Collected data
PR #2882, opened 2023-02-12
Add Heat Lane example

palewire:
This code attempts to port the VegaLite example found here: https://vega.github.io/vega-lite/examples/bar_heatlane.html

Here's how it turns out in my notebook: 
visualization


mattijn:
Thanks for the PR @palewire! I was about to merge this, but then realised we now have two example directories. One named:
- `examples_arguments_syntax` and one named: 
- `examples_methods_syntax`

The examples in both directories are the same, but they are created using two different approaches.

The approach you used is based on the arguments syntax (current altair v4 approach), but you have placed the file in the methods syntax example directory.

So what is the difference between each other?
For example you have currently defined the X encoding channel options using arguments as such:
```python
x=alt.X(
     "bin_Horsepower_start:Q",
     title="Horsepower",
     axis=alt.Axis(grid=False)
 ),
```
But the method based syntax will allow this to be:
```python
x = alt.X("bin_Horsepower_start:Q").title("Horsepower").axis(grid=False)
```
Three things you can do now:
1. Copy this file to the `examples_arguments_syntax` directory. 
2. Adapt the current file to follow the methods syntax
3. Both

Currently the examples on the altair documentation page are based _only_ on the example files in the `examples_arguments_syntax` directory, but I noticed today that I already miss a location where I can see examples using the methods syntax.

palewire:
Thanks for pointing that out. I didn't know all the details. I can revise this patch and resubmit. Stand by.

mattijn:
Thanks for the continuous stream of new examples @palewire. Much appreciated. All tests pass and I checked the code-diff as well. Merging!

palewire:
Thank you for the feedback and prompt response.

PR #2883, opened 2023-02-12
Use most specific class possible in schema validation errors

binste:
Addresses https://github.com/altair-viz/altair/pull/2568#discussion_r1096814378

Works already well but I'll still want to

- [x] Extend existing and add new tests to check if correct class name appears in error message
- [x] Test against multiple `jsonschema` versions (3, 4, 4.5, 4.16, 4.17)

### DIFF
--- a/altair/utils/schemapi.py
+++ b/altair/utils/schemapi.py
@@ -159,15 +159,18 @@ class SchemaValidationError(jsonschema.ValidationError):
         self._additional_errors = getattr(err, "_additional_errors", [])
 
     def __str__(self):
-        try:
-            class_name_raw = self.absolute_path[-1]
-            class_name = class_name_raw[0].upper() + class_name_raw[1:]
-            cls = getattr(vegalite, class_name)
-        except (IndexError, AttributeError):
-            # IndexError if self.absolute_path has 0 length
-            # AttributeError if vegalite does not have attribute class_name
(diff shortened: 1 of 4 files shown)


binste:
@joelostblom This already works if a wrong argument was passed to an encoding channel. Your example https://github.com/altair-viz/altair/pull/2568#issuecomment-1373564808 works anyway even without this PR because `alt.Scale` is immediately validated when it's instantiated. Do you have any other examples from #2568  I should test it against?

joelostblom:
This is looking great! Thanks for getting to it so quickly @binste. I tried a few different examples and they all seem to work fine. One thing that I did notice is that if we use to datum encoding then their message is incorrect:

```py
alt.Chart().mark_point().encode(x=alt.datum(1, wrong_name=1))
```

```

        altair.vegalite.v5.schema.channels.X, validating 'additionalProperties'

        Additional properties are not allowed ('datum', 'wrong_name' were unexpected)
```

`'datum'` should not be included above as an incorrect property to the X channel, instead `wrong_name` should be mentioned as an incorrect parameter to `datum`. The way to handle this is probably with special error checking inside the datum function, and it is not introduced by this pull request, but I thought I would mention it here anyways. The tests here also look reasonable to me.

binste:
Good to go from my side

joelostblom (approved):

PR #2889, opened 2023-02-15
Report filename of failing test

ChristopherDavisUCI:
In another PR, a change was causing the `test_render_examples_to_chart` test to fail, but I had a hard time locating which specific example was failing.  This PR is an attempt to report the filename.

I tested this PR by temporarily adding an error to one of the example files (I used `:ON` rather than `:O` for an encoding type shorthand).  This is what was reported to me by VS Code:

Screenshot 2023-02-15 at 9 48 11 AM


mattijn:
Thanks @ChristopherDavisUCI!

■ Exercise goal ■
In the entries above, which lines hold the word "https"? Copy them out.

■ Written solution ■
This code attempts to port the VegaLite example found here: https://vega.github.io/vega-lite/examples/bar_heatlane.html
Addresses https://github.com/altair-viz/altair/pull/2568#discussion_r1096814378
@joelostblom This already works if a wrong argument was passed to an encoding channel. Your example https://github.com/altair-viz/altair/pull/2568#issuecomment-1373564808 works anyway even without this PR because `alt.Scale` is immediately validated when it's instantiated. Do you have any other examples from #2568  I should test it against?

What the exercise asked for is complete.